*THE TASK*:
Look through the data below. Pick out the lines holding the string "both".

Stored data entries
-=-=-=-=-

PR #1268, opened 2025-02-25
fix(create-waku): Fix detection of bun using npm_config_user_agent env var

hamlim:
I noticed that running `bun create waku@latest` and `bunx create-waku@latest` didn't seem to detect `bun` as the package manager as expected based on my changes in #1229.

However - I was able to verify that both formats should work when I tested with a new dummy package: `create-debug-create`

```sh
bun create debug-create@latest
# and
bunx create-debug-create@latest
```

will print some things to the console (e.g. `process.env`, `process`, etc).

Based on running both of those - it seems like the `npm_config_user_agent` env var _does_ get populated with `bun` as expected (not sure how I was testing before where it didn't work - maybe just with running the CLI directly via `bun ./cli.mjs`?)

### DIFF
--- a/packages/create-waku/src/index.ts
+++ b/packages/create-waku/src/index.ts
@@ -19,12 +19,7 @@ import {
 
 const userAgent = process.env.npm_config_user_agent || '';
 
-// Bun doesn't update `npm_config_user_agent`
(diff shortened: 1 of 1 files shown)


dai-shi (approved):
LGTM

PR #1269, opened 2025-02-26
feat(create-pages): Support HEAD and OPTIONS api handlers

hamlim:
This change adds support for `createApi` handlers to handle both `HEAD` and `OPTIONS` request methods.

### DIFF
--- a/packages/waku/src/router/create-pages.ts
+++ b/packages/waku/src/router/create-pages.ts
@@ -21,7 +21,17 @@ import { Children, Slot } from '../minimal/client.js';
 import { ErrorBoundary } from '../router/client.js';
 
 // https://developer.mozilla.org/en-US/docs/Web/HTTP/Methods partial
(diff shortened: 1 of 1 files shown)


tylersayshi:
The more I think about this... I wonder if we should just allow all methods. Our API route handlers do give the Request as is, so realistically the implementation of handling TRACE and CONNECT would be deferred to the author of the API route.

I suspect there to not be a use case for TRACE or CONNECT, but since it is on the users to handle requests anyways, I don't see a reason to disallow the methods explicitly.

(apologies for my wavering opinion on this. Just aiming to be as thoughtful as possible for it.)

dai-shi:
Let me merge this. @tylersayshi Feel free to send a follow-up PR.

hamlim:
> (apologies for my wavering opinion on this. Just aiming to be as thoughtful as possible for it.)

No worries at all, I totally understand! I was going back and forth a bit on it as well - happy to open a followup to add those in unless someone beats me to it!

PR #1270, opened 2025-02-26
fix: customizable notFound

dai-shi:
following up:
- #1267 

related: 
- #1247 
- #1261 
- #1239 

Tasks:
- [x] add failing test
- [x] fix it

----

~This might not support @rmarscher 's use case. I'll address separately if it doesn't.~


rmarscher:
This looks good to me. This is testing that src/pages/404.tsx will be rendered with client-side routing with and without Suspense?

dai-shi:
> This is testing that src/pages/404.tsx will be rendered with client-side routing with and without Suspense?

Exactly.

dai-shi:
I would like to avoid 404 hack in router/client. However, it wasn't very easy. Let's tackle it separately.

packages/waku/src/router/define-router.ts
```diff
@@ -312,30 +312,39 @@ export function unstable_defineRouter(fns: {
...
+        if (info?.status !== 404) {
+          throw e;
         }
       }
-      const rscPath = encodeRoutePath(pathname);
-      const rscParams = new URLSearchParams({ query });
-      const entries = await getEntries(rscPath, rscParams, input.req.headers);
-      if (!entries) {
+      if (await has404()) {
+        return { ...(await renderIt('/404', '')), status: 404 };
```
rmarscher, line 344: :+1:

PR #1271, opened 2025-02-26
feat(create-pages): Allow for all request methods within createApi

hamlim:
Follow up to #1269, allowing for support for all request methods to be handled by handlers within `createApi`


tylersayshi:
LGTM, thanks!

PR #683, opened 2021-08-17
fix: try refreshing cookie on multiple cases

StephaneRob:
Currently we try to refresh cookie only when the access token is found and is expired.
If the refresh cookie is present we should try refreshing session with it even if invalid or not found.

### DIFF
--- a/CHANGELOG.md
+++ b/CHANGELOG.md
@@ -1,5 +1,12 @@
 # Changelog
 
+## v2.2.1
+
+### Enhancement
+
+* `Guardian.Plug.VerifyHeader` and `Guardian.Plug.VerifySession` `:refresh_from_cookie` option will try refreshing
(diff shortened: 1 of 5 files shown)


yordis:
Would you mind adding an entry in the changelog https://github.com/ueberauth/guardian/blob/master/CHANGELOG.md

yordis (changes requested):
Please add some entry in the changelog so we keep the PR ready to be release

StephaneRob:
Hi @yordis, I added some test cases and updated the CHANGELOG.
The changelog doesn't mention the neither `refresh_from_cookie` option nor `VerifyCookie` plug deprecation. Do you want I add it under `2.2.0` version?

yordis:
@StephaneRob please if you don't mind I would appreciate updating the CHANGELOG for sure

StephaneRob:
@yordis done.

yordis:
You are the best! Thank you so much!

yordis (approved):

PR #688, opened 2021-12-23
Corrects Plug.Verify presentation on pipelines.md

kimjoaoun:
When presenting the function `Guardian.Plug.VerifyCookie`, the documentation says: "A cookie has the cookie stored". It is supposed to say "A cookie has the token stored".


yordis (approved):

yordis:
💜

-=-=-=-=-

*RESULT OF THE TASK*:
However - I was able to verify that both formats should work when I tested with a new dummy package: `create-debug-create`
Based on running both of those - it seems like the `npm_config_user_agent` env var _does_ get populated with `bun` as expected (not sure how I was testing before where it didn't work - maybe just with running the CLI directly via `bun ./cli.mjs`?)
This change adds support for `createApi` handlers to handle both `HEAD` and `OPTIONS` request methods.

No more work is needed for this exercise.